• **Task requirements**: Copy the records that follow exactly, leaving nothing out.

= = = = =

PR #577, opened 2015-11-16
Updating facter facts in hiera documentation with best practice

MrHyatt:
Changed %{fqdn} to %{::fqdn} per best practice

Nothing fancy


nfagerlund:
I squashed these commits into one, and merged it into master as 8cf67b1. Thank you!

= = = = =

• **Written solution**:
PR #577, opened 2015-11-16
Updating facter facts in hiera documentation with best practice

MrHyatt:
Changed %{fqdn} to %{::fqdn} per best practice

Nothing fancy


nfagerlund:
I squashed these commits into one, and merged it into master as 8cf67b1. Thank you!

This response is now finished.